The Russian tea market is largely a packaged tea and ready-to-drink tea market, and is more evolved than the Indian tea market, where 60 per cent of the market is dominated by loose tea consumption. However, in value terms, the market is behind the advanced markets of the US, UK, Germany where speciality and health teas are preferred.
Tata Tea's Tetley brand is the second-largest tea bag brand in the world. Given the market dynamics of Russia, this is a great opportunity to grow Tata Tea's packaged tea portfolio under Tetley, reasons Sujay Kotak of Singhi Advisors. Tetley, is a 100 per cent subsidiary of Tata Tea, UK, acquired by the company in 2000 for £271 million.
Besides Tetley, the company had acquired 30 per cent stake in energy brands company Glaceau in 2006 for $677 million. However, it subsequently sold the same to Coca-Cola for $1.2 billion.

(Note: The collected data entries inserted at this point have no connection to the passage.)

PR #1686, opened 2019-07-29
core/metadata: Child conflicts do not replace parent conflict suffix

taratatach:
The regexp matching existing conflict suffixes in document paths was
too open and would match conflicts in the document's parents (e.g.
`parent-conflict-2019-07-29T14_00_01.223Z/document.pdf`).

This would result in replacing the parent's conflict suffix instead
of adding a suffix to the child document's path.

The regexp now ensures via a look-ahead that the conflict suffix being
matched is not followed by a `/`, marking a parent directory.

- [x] PR is not too big

### DIFF
--- a/core/metadata.js
+++ b/core/metadata.js
@@ -63,7 +63,11 @@ const log = logger({
 
 const { platform } = process
 
-const CONFLICT_REGEXP = /-conflict-\d{4}(?:-\d{2}){2}T(?:\d{2}_?){3}\.\d{3}Z/
+const DATE_REGEXP = '\\d{4}(?:-\\d{2}){2}T(?:\\d{2}_?){3}\\.\\d{3}Z'
+const SEPARATOR_REGEXP = `(?!.*\\${path.sep}.*)`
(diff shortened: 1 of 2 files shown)


core/metadata.js
```diff
@@ -63,7 +63,11 @@ const log = logger({
 
 const { platform } = process
 
-const CONFLICT_REGEXP = /-conflict-\d{4}(?:-\d{2}){2}T(?:\d{2}_?){3}\.\d{3}Z/
+const DATE_REGEXP = '\\d{4}(?:-\\d{2}){2}T(?:\\d{2}_?){3}\\.\\d{3}Z'
+const SEPARATOR_REGEXP = `(?!.*\\${path.sep}.*)`
```
nono: I'd have written this as `[^\\${path_sep}]*$`, but both versions should work

taratatach: I remember trying this version (I'm not particularly familiar with the look-ahead) but it wouldn't work for some reason.
It could be a syntax error.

In 2007, Tata Tea acquired 25 per cent stake in Mount Everest Mineral Water, which sells the Himalaya brand of mineral water. This has given the beverages maker a presence in drinking water segment.
Tata Tea has a significant presence in over 40 countries. The consolidated worldwide branded tea business of the Tata Tea group contributes to around 86 per cent of its consolidated turnover, with the remaining 14 per cent coming from bulk tea, coffee and investment income.
Tata Tea already has a presence in the Czech Republic tea market having acquired the assets of Jemca, a leading tea company with over 25 per cent market share in the Czech Republic, for $12.5 million. The acquisition was funded by The Tetley Group, which pushed the Tetley brand to the eastern European markets. The group has interests in South African tea company Joekels Tea Packers and Polish tea brands Vitax and Flosana.